Thesis Anna Oja

Summary

Current vaccine strategies and cancer immunotherapies rely heavily on the induction of cytotoxic CD8+ T cells. CD4+ T cell help is required for optimal CD8+ T cell responses. Whether CD4+ T cells have a similar role in human tissues and cancer requires further investigation. In this thesis, we focused on the characterization of less conventional functions of human CD4+ T cells in different tissue compartments and cancer. Transcription factor Hobit identifies cytotoxic CD4+ T cells that arise during primary hCMV infection. We further defined the core signature of human lung CD4+ TRM, which display properties of CD8+ TRM and have a fast and polyfunctional recall response. Lung CD4+ TRM localize in heterogeneous patterns and consist of distinct subsets of TH1 and TH17 TRM, recognizing numerous pathogens.
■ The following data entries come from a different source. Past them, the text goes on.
PR #114, opened 2026-08-10
chore: correct the stale SCS-037 round-2 inert comment (round 2 is live)

TheCodingDad-TisonK:
Correct the stale comment: SCS-037 round 2 is live, not inert.

## Why

The round-2 rain-switch reconstruction in `getSkipRainHours` was written inert on purpose, probing for a manager-level Water Record delegate that did not exist yet. SoilFertilizer shipped that delegate in PR #811, so the probe now succeeds and round 2 is live. The code needed no change, it was already correct and its bench already covered the live path. What was left behind was the narrative: the comment block still said "IT IS INERT TODAY" and the bench still framed itself as the inertness guard.

## What

- Corrected the `SCS-037 ROUND 2` comment block in `CropStressManager.lua` to state the delegate is published and round 2 is live, and that the nil paths are kept because they remain the honest answer when the record is absent or the ground_material gate is closed.
- Corrected the matching "inertness guard" framing in `scs037_caught_up_hour_test.lua` to the nil-safety guard it actually is.
- Removed the em dashes in the rewritten comment block.

## Verification

Comment-only change. Suite 381/0 across 14 files; Lua 5.1 syntax clean. Not a build or gameplay change, nothing to deploy.

The 72-hour in-game skip test is still owed and is the only remaining item on the SCS-037 chain.

### DIFF
--- a/ROADMAP.md
+++ b/ROADMAP.md
@@ -55,3 +55,8 @@
 ## 2026-08-08 (Fred): SCS-018 positional read facade fixed
 - [x] The SCS-018 contract claimed getMoisture(fieldId, x, z) shipped, but the CropStressManager facade forwarded only fieldId, so SF-18's positional reads degraded to the field aggregate. SoilMoistureSystem already had the positional getter; the facade now forwards x, z. One-arg callers unchanged. Suite 162/0 across 9 files. Built and deployed. The SF-18 keystone (FS25_SoilFertilizer) consumes the positional read.
 
+
+## 2026-08-10 (Fred): SCS-037 round 2 is live - the rain switch across a skip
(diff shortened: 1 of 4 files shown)


sasha-rf (approved):
Approve. Comment-only correction, reviewed against the merged state.

What checks out:

- The claim in the PR is verifiable: SoilFertilizer PR #811 shipped `getWaterDaysInLast` on the manager, and `getSkipRainHours` at `CropStressManager.lua:650` probes for exactly that method. So the "IT IS INERT TODAY" block was stale the moment #811 landed, and this correction is accurate, not cosmetic.
- The rewrite states round 2 is live and keeps the nil paths, which are still the honest answer when the record is absent or the ground_material gate is closed. The code was not touched, matching the brief that the consumer already probed and its bench already covered the live path.
- The bench framing change matches reality: the block is a nil-safety guard, not an inertness guard, and the assertions still pin every unknown path.
- Em dashes in the rewritten comment block are removed. The diff is em-dash clean.
- Suite 381/0 across 14 files, syntax clean. No build or gameplay change, so nothing to deploy.

The 72-hour in-game skip test remains the only open item on the SCS-037 chain, and it is flagged in the PR body and the docs, not hidden.

No release implied by this review.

NSCLC tumors also contain polyfunctional pathogen-specific CD4+ TILs with a residency phenotype and PD-1 expression distinguishes functionally distinct subsets. The abundance of CXCL13+CD4+ TILs with a residency phenotype, significantly correlates with survival and frequencies of CD8+ TIL subsets shown to be enriched for tumor-specificity. This suggests that CXCL13+CD4+ TILs are important in anti-tumor immunity and reflect a patient’s ability to form an anti-tumor response. CD4+ TRM are also protective against coronaviruses. SARS-CoV-2 elicits a strong TH1 T cell response. COVID-19 ICU patients develop high antibody titers, but an impaired CD4+ T cell response. Furthermore, BALF of these patients contain T cells resembling circulating cells rather than TRM, suggestive of vascular leakage, altogether indicating misbalanced cellular and humoral responses in patients unable to control SARS-CoV-2 infection. Taken together, our findings shed light on the functionality of CD4+ TRM, which could be targeted in novel vaccine strategies and anti-cancer immunotherapies.